# Hinze 18/09(canned) now Cabbage Tree point



## WayneD (Jul 11, 2006)

Heading out to Hinze again on Tuesday. Once again it will be gentlemans hours. A leisurely launch about 9am and paddle around until I find some schools. I am now armed with a Jackall masked vibe so hopefully I can rustle up a bass with it on my (not so new anymore ) combo.
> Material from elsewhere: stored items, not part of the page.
PR #37831, opened 2026-05-07
Annotate parent-walk diagnostics with caller-context detail

reinsch82:
## Summary

When a child build script reads a property or method defined on a parent project under Vintage, the parent-walk deprecation says *what* was resolved but not *how* the user reached the lookup site. The same lookup can come from a bare `foo` reference, a Kotlin DSL `val foo by project` delegate, or one of the explicit API methods `project.property("foo")` / `findProperty("foo")` / `getProperty("foo")` / `hasProperty("foo")`.

This PR threads a `CallerContext` through to `ExtensibleDynamicObject` so the deprecation message names the caller. The caller detail is added to the **context**.

For an explicit API call the message gains a trailing sentence:

```
Implicit lookup of properties in parent projects has been deprecated. This will fail with an error in Gradle 10. Property 'foo' was not declared in project ':child' and was resolved from root project 'root'. This lookup was initiated by 'property()'. Consult the upgrading guide ...
```

A bare reference / method invocation keeps the plain message (no trailing sentence):

```
Implicit lookup of properties in parent projects has been deprecated. This will fail with an error in Gradle 10. Property 'foo' was not declared in project ':child' and was resolved from root project 'root'. Consult the upgrading guide ...
```

Vintage-only by design: under Isolated Projects the parent walk is disabled entirely, so no caller context is ever read or rendered there.

## Wiring

- `DefaultProject`'s explicit-API overloads wrap their internal lookup in `withCallerContext(...)` for `PROPERTY`, `FIND_PROPERTY`, `GET_PROPERTY`, `HAS_PROPERTY`.
- `BasicScript` wraps Groovy script-level lookups with `BUILD_SCRIPT` (the bare-reference / method-invocation path).
- `PropertyDelegate.kt` wraps Kotlin DSL `val foo by project` delegate lookups with `KOTLIN_DELEGATION`.
- The context is set on the issuing object's `ExtensibleDynamicObject` immediately before the lookup and restored in a `finally`; `buildDeprecationContext` reads it when the walk resolves from a parent and appends the caller sentence only for explicit API calls.

## Notes

- The base parent-lookup deprecation (message wording, project attribution, upgrade-guide anchor) already lands on `master`; this PR only adds the caller-context detail on top.
- Because `getProperty('foo')` / `hasProperty('foo')` in a Groovy build script resolve to the script's own methods rather than the project's, those reach the lookup via `BUILD_SCRIPT` and render as implicit — only `property('foo')` / `findProperty('foo')` (which route to the project) render the explicit sentence. This is covered by the data-table test in `ParentProjectPropertyLookupIntegrationTest`.

## Test plan

- [x] `./gradlew :core:embeddedIntegTest --tests "*ParentProjectPropertyLookupIntegrationTest*" --tests "*ParentPropertyLookupFailOnAccessIntegrationTest*" --tests "*DynamicObjectIntegrationTest*"`
- [x] `./gradlew :model-core:test --tests "*ExtensibleDynamicObjectTest*"`
- [x] New `KotlinDslParentProjectPropertyLookupIntegrationTest` covers the `val ... by project` caller context

### DIFF
--- a/platforms/core-configuration/model-core/src/main/java/org/gradle/internal/extensibility/ExtensibleDynamicObject.java
+++ b/platforms/core-configuration/model-core/src/main/java/org/gradle/internal/extensibility/ExtensibleDynamicObject.java
@@ -88,66 +88,41 @@ public class ExtensibleDynamicObject extends AbstractDynamicObject implements Hi
      * When a lookup walks into the parent, the context currently set on the referrer's dynamic
      * object is read to enrich the deprecation message.
      */
-    public abstract static class CallerContext {
-        private CallerContext() {}
-
-        public abstract boolean isExplicitApiCall();
+    public static final class CallerContext {
 
         /**
-         * The API method name (e.g. {@code "property()"}, {@code "findProperty()"}, or
-         * {@code "val ... by project"}). Only valid for explicit API calls.
+         * The phrase describing how the lookup was initiated, slotted into the deprecation message
+         * after {@code "This lookup was initiated by "}. Includes its own quoting where appropriate.
          */
-        public abstract String apiName();
+        private final String description;
+
+        private CallerContext(String description) {
+            this.description = description;
+        }
+
+        public String getDescription() {
+            return description;
+        }
 
         /**
          * Holder class to avoid initialization-order surprises between the outer class and its
-         * private subclasses.
+         * instances.
          */
         public static final class Instances {
             /** {@code project.property("foo")}. */
-            public static final CallerContext PROPERTY = new ExplicitApiCall("property()");
+            public static final CallerContext PROPERTY = new CallerContext("'property()'");
             /** {@code project.findProperty("foo")}. */
-            public static final CallerContext FIND_PROPERTY = new ExplicitApiCall("findProperty()");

OK now I am heading to Cabbage Tree Point to fish the salty stuff with a mate. Getting there about 8-8:30am and fishing until approx 1 PM.


----------



## pcsolutionman (Apr 9, 2007)

mate you better christen that thing soon, or it will be obselite lol good luck mate hope you get stuck into a few

Lee


----------



## Dodge (Oct 12, 2005)

Wayne pencil me in only as a 50/50 starter at this stage, as I have some other important things to do but fishing sounds appealing, Seabreeze GC looks good at present for Tuesday also.

If I front up I'll call you on UHF25 on the hour or half hour to make an initial contact, so take your radio along mate.


----------



## WayneD (Jul 11, 2006)

Trip to Hinze now cancelled. Going to try the saltwater stuff at Cabbage Tree Point. Fish the incoming tide until about 1PM


----------